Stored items
——————

PR #7335, opened 2026-09-08
fix(desktop): stop trpc-electron reading a disposed frame on navigation

saddlepaddle:
## What

`trpc-electron@0.1.2` attaches a `did-start-navigation` listener to every window's
webContents and reads `frame.routingId` unconditionally to scope its subscription
cleanup. Patch it to skip the cleanup when that frame is missing or already destroyed.

## Root cause

Electron types `details.frame` on `did-start-navigation` as `WebFrameMain | null` —
"May be `null` if accessed after the frame has either navigated or been destroyed"
(`electron.d.ts`, `WebContentsDidStartNavigationEventParams`) — and reading *any*
property of a `WebFrameMain` whose render frame has been disposed throws
`Render frame was disposed before WebFrameMain could be accessed`.

trpc-electron does neither check:

```js
win.webContents.on('did-start-navigation', ({ isSameDocument, frame }) => {
  if (!isSameDocument) {
    this.#cleanUpSubscriptions({ webContentsId, frameRoutingId: frame.routingId });
  }
});
```

So a frame torn down as its navigation starts throws out of `webContents.emit` in the
main process. Two consequences: an unhandled `fatal` in Sentry, and **no** subscription
is aborted for that navigation — the throw happens while building the argument object,
before `#cleanUpSubscriptions` is called.

The library was written against Electron 25, where `frame` was non-nullable
(`electron: ^25.1.1` in its devDependencies), and is unmaintained — 0.1.2 is the latest
release, published 2025-01-06. There is no version to upgrade to.

## Evidence

- **DESKTOP-16T** (2026-09-08, 1.27.0-canary, Electron 41.10.3) and **DESKTOP-K8**
  (2026-08-06, 1.18.1, Electron 40.8.5) are the same error, both terminating at
  `trpc-electron/dist/main.mjs:667:25` on the source line `frameRoutingId: n.routingId`.
  K8's culprit is `menu.ts:72` — a main-frame `reloadIgnoringCache()` from Force Reload.
- Verified against the real Electron 41.10.3 binary (the runtime from the reports) that a
  disposed `WebFrameMain` answers `isDestroyed() === true` **without throwing**, while
  `routingId` on the same object throws verbatim
  `Error: Render frame was disposed before WebFrameMain could be accessed`. That is what
  makes `isDestroyed()` the correct predicate here rather than a try/catch.
- The production stack traces name `dist/main.mjs`, so the ESM bundle is what ships;
  `dist/main.cjs` is patched identically so the fix cannot silently disappear if the
  main-process build ever resolves the `require` condition.

## Why this shape

Skipping the cleanup is not a behaviour change: today the throw means no cleanup runs for
that navigation either. When the frame is gone there is nothing left to scope the abort
to — a disposed *sub*frame must not abort the main frame's subscriptions — and those
subscriptions are already reaped by the handler's own `destroyed` listener when the
webContents goes away.

## Blast radius / signal

Small and honest: 2 events in 90 days, 0 users impacted, and the app does not crash —
`apps/desktop/src/main/index.ts:334` installs a `uncaughtException` handler that logs and
continues. What the patch buys is a recurring unhandled main-process exception removed at
its cause, permanently: DESKTOP-K8 was archived on 2026-08-06 and the identical error came
back today as a *new* issue, because grouping keys on the calling frame. Archiving does
not hold for this one.

I could not force the race locally in three attempts (iframe removed mid-navigation,
reload storms with slow unload handlers, superseded navigations) — consistent with two
events in 90 days. The production stack traces are the reproduction.

## Not in scope

`getInternalId` in the same file reads `event.senderFrame.routingId`, which is nullable
for the same reason. No Sentry evidence for that path, and handling it means deciding
whether to drop an IPC message — a behaviour change. Left alone deliberately.

## Per patches/README.md

New patch entries need a CI guard test, because `patchedDependencies` is keyed to an exact
version and a bump would silently drop the fix while everything still builds.
`apps/desktop/src/trpc-electron-frame-patch.test.ts` asserts the liveness check sits
between the listener and the `routingId` read in both bundles; verified it goes red
against the unpatched text.

Sentry: DESKTOP-16T — https://superset-sh.sentry.io/issues/7720030372/

https://claude.ai/code/session_01WN7egRgkoq2PAfqqJNZeSj

---
## Summary by cubic
Patches `trpc-electron` to skip subscription cleanup when the navigation event's frame is missing or already destroyed. Previously, reading `frame.routingId` on a disposed frame threw "Render frame was disposed before WebFrameMain could be accessed", causing an unhandled exception in the main process and preventing cleanup. Now the listener checks `frame && !frame.isDestroyed()` before reading. This does not change behavior because the throw already skipped cleanup. Adds a guard test in `apps/desktop/src/trpc-electron-frame-patch.test.ts` that pins both the null check and the `isDestroyed()` check against the frame's own minified binding name, keeping the patch applied across version bumps.

<sup>Written for commit 6809e1beb39acbedd9caf584957176c5f61147f1. Summary will update on new commits.</sup>

<a href="https://cubic.dev/pr/superset-sh/superset/pull/7335?utm_source=github" target="_blank" rel="noopener noreferrer" data-no-image-dialog="true"><picture><source media="(prefers-color-scheme: dark)" srcset="https://www.cubic.dev/buttons/review-in-cubic-dark.svg"><source media="(prefers-color-scheme: light)" srcset="https://www.cubic.dev/buttons/review-in-cubic-light.svg">Review in cubic</picture></a>

## Summary by CodeRabbit

- **Bug Fixes**
  - Improved desktop navigation handling to avoid errors when a renderer frame is unavailable or has been destroyed.
  - Preserved subscription cleanup for valid frames while preventing failures during disposed-frame navigation.
  - Improved stability during rapid navigation and window or frame lifecycle changes.

- **Documentation**
  - Added documentation covering the desktop compatibility patch, its safeguards, testing, and maintenance instructions.

- **Tests**
  - Added coverage to verify the safeguard remains present in both desktop bundles.


saddlepaddle:
Addressed the CodeRabbit finding on the guard test in 6809e1beb.

The assertion only pinned `isDestroyed()`, so a regenerated patch that kept the liveness check but dropped the null check would have gone green while `frame === null` throws a TypeError — the patch guards two conditions and the test pinned one. It now reads the frame's minified binding name out of the listener's destructuring and asserts both `!<frame>` and `<frame>.isDestroyed()` sit between the listener and the `routingId` read, which also keeps the assertions working across a re-minify.

Checked it discriminates by mutating the installed bundle four ways — dropping the null check, dropping the liveness check, dropping both, and the patched text — and each dropped guard fails its own assertion.

https://claude.ai/code/session_01WN7egRgkoq2PAfqqJNZeSj

PR #7341, opened 2026-09-08
fix(automations): continue a pinned automation's agent instead of stacking a new session per run

saddlepaddle:
## Problem

A user reported that opening a workspace on mobile "duplicates the same agent a bunch of times" — 6 agent marks on the home row, then 13 forty minutes later. It is not the mobile app, and it is not reconnecting: the count grows on a wall clock, not on taps.

They had a scheduled automation (`FREQ=MINUTELY;INTERVAL=5`) **pinned to a workspace**. Every duplicate was a real PTY running a real agent, spending real tokens.

## Root cause

A workspace pin means "reuse this workspace every run" — the `--workspace` flag is documented as *"existing v2 workspace id — reuses it every run"*. Only the directory was ever reused.

- `packages/trpc/src/router/automation/dispatch.ts:249` — `runAgent(workspaceId)` fires unconditionally on every tick
- `packages/host-service/src/trpc/router/agents/agents.ts:580` — `runTerminalAgent` mints a fresh `crypto.randomUUID()` terminal on every call

A TUI agent never exits; it sits at its prompt after finishing a turn. So each tick left another live agent behind, forever:

```
schedule tick → dispatchAutomation → agents.run(workspaceId: <pinned>)
              → runTerminalAgent → new terminalId → new pty → another live agent
```

### Evidence

From `automation_runs` for the affected automation (read-only query against a branch copy):

| status | runs | with a session | **distinct sessions** |
|---|---|---|---|
| dispatched | 181 | 181 | **181** |
| skipped_offline | 23 | 0 | 0 |
| dispatch_failed | 13 | 0 | 0 |

One session per successful run — **181 of them, all in a single `v2_workspace_id`**, over 18 hours until the owner paused the automation. The counts match the two user reports exactly: **5** runs dispatched by the time of the first screenshot (plus the workspace's own original session = the 6 shown), and **13** forty minutes later.

Failed runs produced **zero** sessions, so this is not the retry-storm class of #7284 / #7280 — it is one session per *successful* run, by construction.

## Fix

`agents.run` takes an optional `continueTerminalId`. When that terminal still holds a **live binding for the same agent**, the prompt is delivered into it via `writeFramedInputToSession` — the same path `terminal.send` already uses — instead of launching beside it. Automation dispatch names the terminal its own previous run reported, and only for a pinned workspace.

The host makes the decision, in one round trip. Every "no" falls through to a normal launch rather than failing the run:

- the terminal is gone, or its agent exited (a bare shell must never be typed into — the send adopts but never respawns, so a dead pty errors instead of returning as an empty shell)
- a different agent now owns it
- launch-only options are set (`model` / `effort` / `mode` / attachments / resume / fork), which cannot be applied to a running process
- the send raced the session's death

The candidate is always the automation's **own** previous session, never "any agent of this kind in the workspace", so it can never hijack a session the user started. Two automations pinned to one workspace keep their own sessions.

**Unchanged:** create-on-attach (the desktop still inserts panes optimistically), resume, `restartAccountSessions`, and unpinned automations — those branch a fresh workspace per run, so they have no previous session to continue. An older host simply strips the unknown key and launches, exactly as before.

**No host-side cap.** Parallel agents in one workspace are legitimate and deliberate; the host is not where the unwanted repetition originates. The dispatcher is.

**Trade-off, stated plainly:** a pinned recurring automation now accumulates turns in one conversation instead of accumulating sessions. That is the right side of the trade against N concurrent processes on one worktree, and it also gives a recurring monitor the continuity it would otherwise hand-roll through a state file.

## Verification

End to end against a real host-service and pty daemon (`createProjectScenario` + `agents.run` + the real `notifications.hook` agent lifecycle hook), 4 cases:

1. **the bug** — 4 runs without the field → 4 live ptys
2. **the fix** — 6 ticks with `continueTerminalId` → exactly **1** live pty
3. an unknown terminal → falls through to a launch
4. an agent that ended (pty still alive as a bare shell) → falls through; the prompt is never typed into the shell

```
 4 pass
 0 fail
Ran 4 tests across 1 file.
```

Across three repeat runs on a loaded machine, cases 2–4 passed every time; the reproduction case flaked twice on git-fixture setup (`fatal: not a git repository` in the temp worktree), unrelated to this change.

The test is not in this commit, per the usual "no tests unprompted" rule — it is written and green, say the word and I will add it.

```
$ bunx biome check packages/host-service/src/trpc/router/agents/agents.ts packages/trpc/src/router/automation/dispatch.ts
Checked 2 files in 40ms. No fixes applied.

$ bunx tsc --noEmit -p packages/host-service/tsconfig.json && bunx tsc --noEmit -p packages/trpc/tsconfig.json
TYPECHECK OK

$ cd packages/host-service && bun test src/trpc/router/agents src/trpc/router/terminal-agents src/terminal-agents src/trpc/router/terminal
 148 pass
 0 fail
Ran 148 tests across 9 files.
```

`packages/trpc` has 4 pre-existing failures (growth sitemap, search-console, github, plugins oauth) that fail identically with `origin/main`'s `dispatch.ts` — missing env vars in the worktree, unrelated. The wider `host-service` suite timed out on `workspaceCleanup` and `host-worker-pool` under load; both pass when run alone.

## Not fixed here

The sessions already accumulated on an affected machine. Reaping them is a user action, not a migration.

https://claude.ai/code/session_01HqtqS723QGrk6esbZ3gpA5

---
## Summary by cubic
Fixes pinned automations leaving one live agent session behind per run by continuing the previous run's terminal instead of launching a new one.

**Notes**
- Applies only to pinned workspaces; unpinned automations branch fresh workspaces and are unchanged.
- Any mismatch falls back to a fresh launch — no run fails.
- Already-accumulated sessions on affected machines aren't cleaned up here.
- Older hosts ignore `continueTerminalId` and launch as before.

<sup>Written for commit fd90817ad0f07d2754aeaa140616fa5277a5399b. Summary will update on new commits.</sup>

<a href="https://cubic.dev/pr/superset-sh/superset/pull/7341?utm_source=github" target="_blank" rel="noopener noreferrer" data-no-image-dialog="true"><picture><source media="(prefers-color-scheme: dark)" srcset="https://www.cubic.dev/buttons/review-in-cubic-dark.svg"><source media="(prefers-color-scheme: light)" srcset="https://www.cubic.dev/buttons/review-in-cubic-light.svg">Review in cubic</picture></a>

## Summary by CodeRabbit

* **New Features**
  * Automation runs can now continue an agent session already active in the relevant terminal.
  * Prompts are delivered to an existing session when compatible; otherwise, a new session starts automatically.
  * Automation dispatch can preserve continuity for runs associated with a pinned workspace.

### DIFF
--- a/packages/host-service/src/trpc/router/agents/agents.ts
+++ b/packages/host-service/src/trpc/router/agents/agents.ts
@@ -24,7 +24,10 @@ import { z } from "zod";
 import type { HostDb } from "../../../db";
 import { hostAgentConfigs, workspaces } from "../../../db/schema";
 import { hasHarnessSession } from "../../../terminal/harness-transcript";
-import { createTerminalSessionInternal } from "../../../terminal/terminal";
+import {
+	createTerminalSessionInternal,
+	writeFramedInputToSession,
+} from "../../../terminal/terminal";
 import type { HostServiceContext } from "../../../types";
 import { protectedProcedure, router } from "../../index";
 import { resolveAttachmentPath } from "../attachments/storage";
@@ -217,6 +220,13 @@ export interface AgentRunInput {
 	resumeSessionId?: string;
 	/** Session id to clone into a new provider-owned session. */
 	forkSessionId?: string;
+	/**
+	 * A terminal an earlier run of this same caller left behind. When it still
+	 * runs this agent, the prompt is delivered into that session instead of
+	 * starting a second one beside it. Anything else — terminal gone, agent
+	 * exited, a different agent now owns it — launches as usual.
+	 */
+	continueTerminalId?: string;
 }
 
 export type AgentRunResult = {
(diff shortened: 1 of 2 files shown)


saddlepaddle:
Closing unmerged — deliberate product decision, not a rejection of the diagnosis.

The root cause above stands and is worth keeping: a workspace-pinned automation reuses the directory but not the agent session, so a recurring schedule accumulates one live agent per tick, unbounded (measured: 181 dispatched runs → 181 distinct terminal sessions → 1 workspace, over 18 hours).

We're not adding a per-automation concurrency policy for this. The general answer is rate limits + spend limits as part of the move to cloud, which subsumes this case and the others like it.

Known gap that budget limits will *not* cover, for whoever designs them: a spend cap bounds the cost but not the correctness — concurrent agents on one worktree still overwrite each other's edits.

Branch kept for the analysis and the diff if we revisit.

——————

_EXERCISE OBJECTIVE:_
Print, from the entries above, the line with "for a pinned workspace.", the line with "The candidate is" and all lines between them, exactly and with nothing else.

_FINAL ANSWER:_
`agents.run` takes an optional `continueTerminalId`. When that terminal still holds a **live binding for the same agent**, the prompt is delivered into it via `writeFramedInputToSession` — the same path `terminal.send` already uses — instead of launching beside it. Automation dispatch names the terminal its own previous run reported, and only for a pinned workspace.

The host makes the decision, in one round trip. Every "no" falls through to a normal launch rather than failing the run:

- the terminal is gone, or its agent exited (a bare shell must never be typed into — the send adopts but never respawns, so a dead pty errors instead of returning as an empty shell)
- a different agent now owns it
- launch-only options are set (`model` / `effort` / `mode` / attachments / resume / fork), which cannot be applied to a running process
- the send raced the session's death

The candidate is always the automation's **own** previous session, never "any agent of this kind in the workspace", so it can never hijack a session the user started. Two automations pinned to one workspace keep their own sessions.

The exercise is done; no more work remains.